ORIGINAL RESEARCH COMMUNICATION

Selected antioxidants and risk of hormone receptor–defined invasive breast cancers among postmenopausal women in the Women's Health Initiative Observational Study1,2,3

Yan Cui, James M Shikany, Simin Liu, Yasmeen Shagufta and Thomas E Rohan

1 From the Office of Health Assessment and Epidemiology, Los Angeles County Department of Public Health, Los Angeles, CA (YC); the Division of Preventive Medicine, University of Alabama at Birmingham, Birmingham, AL (JMS); the Department of Epidemiology, University of California at Los Angeles, Los Angeles, CA (SL); the Department of Obstetrics/Gynecology and Internal Medicine, University of California at Davis, Sacramento, CA (YS); the Department of Epidemiology and Population Health, Albert Einstein College of Medicine, Bronx, NY (TER)

Background: Few studies have evaluated carotenoids and vitamins C and E in association with the risk of breast cancers defined by estrogen receptor (ER) and progesterone receptor (PR) status.

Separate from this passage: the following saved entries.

PR #874, opened 2022-04-26
feat: faker.helpers.maybe

### LINKED ISSUE #870: feat: faker optional with probability

I need to create mock data and would like to generate some optional fields for entities.
I would also like to pass a probability so I can control a bit how often a value will be set.
The function needs to be deterministic.

### Suggested solution

My current own written function looks like this: 

```ts
function optional<T>(
  callback: () => T,
  { probability = 0.5 }: { probability: number } = { probability: 0.5 },
): T | undefined {
  if (faker.datatype.float({ min: 0, max: 1 }) < probability) {
    return callback();
  }
  return undefined;
}
```

### Alternative

_No response_

### Additional context

_No response_

Shinigami92:
closes #870 

GitHub Copilot generated some JSDocs and provided the naming `maybe` instead of `optional`, and I like that more, so I took that as name

### DIFF
--- a/src/helpers.ts
+++ b/src/helpers.ts
@@ -691,4 +691,27 @@ export class Helpers {
       account: this.faker.finance.account(),
     };
   }
+
+  /**
+   * Returns the result of the callback if the probability check was successful, otherwise `undefined`.
+   *
+   * @param callback The callback to that will be invoked if the probability check was successful.
+   * @param options The options to use. Defaults to `{}`.
+   * @param options.probability The probability (`[0.00, 1.00]`) of the callback being invoked. Defaults to `0.5`.
+   *
+   * @example
+   * faker.random.maybe(() => 'Hello World!') // 'Hello World!'
+   * faker.random.maybe(() => 'Hello World!', { probability: 0.1 }) // undefined
+   * faker.random.maybe(() => 'Hello World!', { probability: 0.9 }) // 'Hello World!'
+   */
+  maybe<T>(
+    callback: () => T,
+    options: { probability?: number } = {}
+  ): T | undefined {
+    const { probability = 0.5 } = options;
+    if (this.faker.datatype.float({ min: 0, max: 1 }) < probability) {
+      return callback();
+    }
+    return undefined;
+  }
 }
--- a/src/helpers.ts
+++ b/src/helpers.ts
@@ -695,6 +695,7 @@ export class Helpers {
   /**
    * Returns the result of the callback if the probability check was successful, otherwise `undefined`.
    *
+   * @template T The type of result of the given callback.
    * @param callback The callback to that will be invoked if the probability check was successful.
    * @param options The options to use. Defaults to `{}`.
    * @param options.probability The probability (`[0.00, 1.00]`) of the callback being invoked. Defaults to `0.5`.
--- a/src/random.ts
+++ b/src/random.ts
@@ -614,7 +614,7 @@ export class Random {
    *
    * @param callback The callback to that will be invoked if the probability check was successful.
    * @param options The options to use. Defaults to `{}`.
-   * @param options.probability The probability of the callback being invoked. Defaults to `0.5`.
+   * @param options.probability The probability (`[0.00, 1.00]`) of the callback being invoked. Defaults to `0.5`.
    *
    * @example
    * faker.random.maybe(() => 'Hello World!') // 'Hello World!'
--- a/src/random.ts
+++ b/src/random.ts
@@ -608,27 +608,4 @@ export class Random {
 
     return this.faker.datatype.hexadecimal(count);
   }
-
-  /**
-   * Returns the result of the callback if the probability check was successful, otherwise `undefined`.
-   *
-   * @param callback The callback to that will be invoked if the probability check was successful.
-   * @param options The options to use. Defaults to `{}`.
-   * @param options.probability The probability (`[0.00, 1.00]`) of the callback being invoked. Defaults to `0.5`.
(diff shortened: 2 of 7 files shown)


src/random.ts
```diff
@@ -608,4 +608,27 @@ export class Random {
...
+   * @param options The options to use. Defaults to `{}`.
+   * @param options.probability The probability of the callback being invoked. Defaults to `0.5`.
+   *
+   * @example
+   * faker.random.maybe(() => 'Hello World!') // 'Hello World!'
+   * faker.random.maybe(() => 'Hello World!', { probability: 0.1 }) // undefined
+   * faker.random.maybe(() => 'Hello World!', { probability: 0.9 }) // 'Hello World!'
+   */
+  maybe<T>(
+    callback: () => T,
```
Shinigami92, line 625: @ST-DDT When I try to use `(() => T) | T` here, I get into some issues on line 630 as `T` can also be a `Function` 🤔 
Is it worth trying to find a way to support this? Or would you be okay with letting users just use the callback for at least the initial state of this PR 🤔

ST-DDT: Lets keep it simple for now and don't support plain `T`s for now.
If there is a feature request for it, then we can add it later.

Shinigami92: Wait... no, plain `T` cannot be! It is an explicit feature of this PR to not invoke the callback if not necessary!

src/random.ts
```diff
@@ -608,4 +608,27 @@ export class Random {
 
     return this.faker.datatype.hexadecimal(count);
   }
+
+  /**
+   * Returns the result of the callback if the probability check was successful, otherwise `undefined`.
+   *
+   * @param callback The callback to that will be invoked if the probability check was successful.
+   * @param options The options to use. Defaults to `{}`.
+   * @param options.probability The probability of the callback being invoked. Defaults to `0.5`.
```
ST-DDT, line 617:
```suggestion
   * @param options.probability The probability (`[0.00, 1.00]`) of the callback being invoked. Defaults to `0.5`.
```

Maybe write a hint that the precision is capped at 2 decimal places?

Shinigami92: It's because of the default precision of `float`?

ST-DDT: Yes, for the boolean probability version I thought about deriving the precision from the inputs.

src/random.ts
ST-DDT: Why would that prevent plain `T`? If callback is a function, we will call it (when necessary), if it is something else we return it (when necessary).

Shinigami92: image

Shinigami92: If I just use `callback: T` how do I access the return type when it is a function?

ST-DDT (dismissed):

xDivisionByZerox:
@ST-DDT proposed [here](https://github.com/faker-js/faker/issues/870#issuecomment-1108436787) to place this method in the helpers module. I think that would be better than exposing it in the random module.

Shinigami92:
> @ST-DDT proposed [here](https://github.com/faker-js/faker/issues/870#issuecomment-1108436787) to place this method in the helpers module. I think that would be better than exposing it in the random module.

Oh, I oversaw this. But my current understatement is that `random` should handle values that are based on deterministic and `helpers` contains only stuff that are like utilities :thinking: 
Like `slugify` or `repeatString`
I also wrote that down here: https://github.com/faker-js/faker/discussions/805#discussioncomment-2538958

But I can be wrong and if you are voting for handling it differently, let's define that now and write that down somewhere.

ST-DDT:
> But my current understatement is that `random` should handle values that are based on deterministic

For the return value that is. Here the value/source is passed by the user.

> and `helpers` contains only stuff that are like utilities 🤔 Like `slugify` or `repeatString` 

IMO this maybe is exactly a helper, as it simplifies certain tasks for the user, but the output is heavily dependent on the users input and not some locale.

> I also wrote that down here: [#805 (reply in thread)](https://github.com/faker-js/faker/discussions/805#discussioncomment-2538958)

I couldn't find the exact part that you were referring to, probably not:

> Random
> 
> * It could be fully removed? ...

Shinigami92:
I was talking about
> - Helpers
>   - Should only contain stuff that is not based on locale definitions!

For deterministic, I talked about https://github.com/faker-js/faker/blob/f3dab6777b017f7005c40e293f1cc75dd1c882ab/src/random.ts#L629

ST-DDT:
IMO:
- Helpers is for everything that transforms the input
- Random generates new stuff

xDivisionByZerox (approved):

src/helpers.ts
```diff
@@ -691,4 +691,27 @@ export class Helpers {
...
+   *
+   * @param callback The callback to that will be invoked if the probability check was successful.
+   * @param options The options to use. Defaults to `{}`.
+   * @param options.probability The probability (`[0.00, 1.00]`) of the callback being invoked. Defaults to `0.5`.
+   *
+   * @example
+   * faker.random.maybe(() => 'Hello World!') // 'Hello World!'
+   * faker.random.maybe(() => 'Hello World!', { probability: 0.1 }) // undefined
+   * faker.random.maybe(() => 'Hello World!', { probability: 0.9 }) // 'Hello World!'
+   */
```
ST-DDT, line 706: grafik

ST-DDT (changes requested):

ST-DDT (approved):
grafik

xDivisionByZerox (approved):

PR #875, opened 2022-04-26
test: migrate datatype to test snapshots

ST-DDT:
We should migrate from our old inline seeded tests to using test snapshots, as these are way easier to update.
I plan to update the other modules as well, but this one is the first in case something needs to be changed.


xDivisionByZerox:
I'm sorry but in what world is this easier to maintain? By changing any label in the entire test chain, you have an invalid expectation key.  

Also since every snapshot value is a string, prettier can't apply the style guide correctly. Or am I missing something?

Can you please elaborate on how this helps maintainability wise?

Shinigami92:
Snapshots can be updated by just using [`--update`](https://vitest.dev/guide/cli.html#options)

But yeah, I was not aware that it just uses strings and therefore we loose the types 🤔

xDivisionByZerox:
Ok, I didn't know there was such an option. Thought the migration was done by hand.

Shinigami92:
> Ok, I didn't know there was such an option. Thought the migration was done by hand.

That's the whole point of using snapshots 😉

Shinigami92:
I would prefer to have all tests migrated in one PR so it is only one commit in main branch history. You could create commits test by test to make review easier.

import-brain (dismissed):

xDivisionByZerox (dismissed):

Shinigami92 (dismissed):

import-brain (dismissed):

Shinigami92 (approved):

import-brain (approved):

Objective: We examined the associations between dietary and supplemental intakes of these nutrients and risk of breast cancers jointly defined by both ER and PR status among postmenopausal women.

Design: Our investigation was conducted in the Women's Health Initiative Observational Study. After following 84 805 women for an average of 7.6 y, 2879 incident invasive breast cancer cases had been ascertained, of whom 2509 had receptor data. We used Cox proportional hazards models to assess the associations of interest.

Results: Dietary {alpha}-carotene (highest versus lowest quintile: RR = 0.83; 95% CL = 0.70, 0.99; P for trend = 0.019), β-carotene (highest versus lowest quintile: RR = 0.78; 95% CL = 0.66, 0.94; P for trend = 0.021), and lycopene (highest versus lowest quintile: RR = 0.85; 95% CL = 0.73, 1.00; P for trend = 0.064) were inversely associated with risk of ER+PR+breast cancer, but not with other breast cancer groups jointly defined by ER and PR status. Total or supplemental β-carotene and dietary intakes of lutein+zeaxanthin and β-cryptoxanthin were not associated with breast cancers defined by ER and PR status. Vitamin E (regardless of source) and dietary vitamin C were not associated with breast cancer. However, total and supplemental vitamin C intake had weak positive associations with breast cancer overall.

Conclusion: Dietary intake of certain carotenoids might be differentially associated with risk of invasive breast cancers jointly defined by ER and PR status among postmenopausal women.